There’s an old saying, “If you do what you always did, you get what you always got”. If we keep practicing the same errors, we remain stuck. We need a change of mindset…to view of ourselves as perpetual students. If most pieces are learning exercises rather than finished paintings we can experiment and continue to add new tools to our artistic toolkit. In a Zen sense we have no attachment. Musicians are very clear about separating practice from performance. They practice scales and arpeggios so that when they perform a solo they have the command of their instrument. 
We need to identify what we need to work on. As my friend Dan Gerhartz says, “Attack your weakness”. It’s usually: drawing (shapes), value, color temperature relationships, or edges. For example, I was dissatisfied with the way I was rendering hands, so I bought The Book of a Hundred Hands by George Bridgeman and copied every illustration into my sketchbook. By the time I had finished I not only understood the anatomy but also was able to capture the more expressive gestures of the hand. Here’s a detail of one of my paintings.
Bryan Mark Taylor calls this “chunking”. That is, identify one particular skill and practice that “chunk” until it is mastered. If you’re working on value structure, don’t worry about drawing, design, color, and narrative.  Believe it or not this is the fastest way to master of a new skill. Martial artists practice each block, strike, or kick in isolation, slowly at first and then with increasing speed. Finally they learn to chain them together into patterns or combinations (Katas). In a combat situation they don’t have to think of each movement, they rely on muscle memory.
Another good idea is to work in a series. That is, paint the same object or scene a number of times to try out different approaches. This works well if you ask yourself “what if “questions. “What if I painted it in a very low key? What if it was high key? What if it was all in shades of blue? What if I sprayed it with alcohol and let it run? What if I did it in 25 strokes?” Some of these experiments may be terrible, but some may send your work in a new and interesting direction.

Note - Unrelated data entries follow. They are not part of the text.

PR #492, opened 2022-07-13
test(evm): testing transferErc20

Golden-C:
---
name: Integration test for transacting Erc20
about: Testing making transfer Erc20 transaction
---

### Checklist

### Issue Description

### DIFF
--- a/packages/integration/test/evm/transferErc20.test.ts
+++ b/packages/integration/test/evm/transferErc20.test.ts
@@ -1,0 +1,29 @@
+import Core, { Erc20Value, EvmNative } from '@moralisweb3/core';
+import Evm from '@moralisweb3/evm';
+import MockEvmConnector from '../../src/MockConnector';
+
+describe('Evm connect', () => {
+  beforeAll(async () => {
+    Core.registerModules([Evm]);
+    Evm.connectors.register(MockEvmConnector);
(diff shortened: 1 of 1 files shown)


packages/integration/test/evm/transferErc20.test.ts
```diff
@@ -0,0 +1,29 @@
+import Core, { Erc20Value, EvmNative } from '@moralisweb3/core';
+import Evm from '@moralisweb3/evm';
+import MockEvmConnector from '../../src/MockConnector';
+
+describe('Evm connect', () => {
```
ErnoW, line 5:
```suggestion
describe('transferErc20', () => {
```

ErnoW (changes requested):
Looks good to me.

A great idea is to copy masterworks. Sargent did; Zorn did. In fact virtually all the great artists have done this type of research. The goal is to figure out the master artists’ thought process. Why did they make the choices they did?  We all want to be original, but the more we learn from other artists the more tools we have to express our own personality. Again, think of musicians. Eric Clapton copied Robert Johnson and B.B King and other blues greats to develop his own style. A great idea is to copy a masterwork in a different medium. Here’s a Fechin oil painting copied in pastel.
Finally, we need to work as much as possible from life. The camera lies to us…especially about value, color, and edges. Working from life and squinting at the subject to simplify value, and edge relationships will help us grow. (working from photos will hold us back.)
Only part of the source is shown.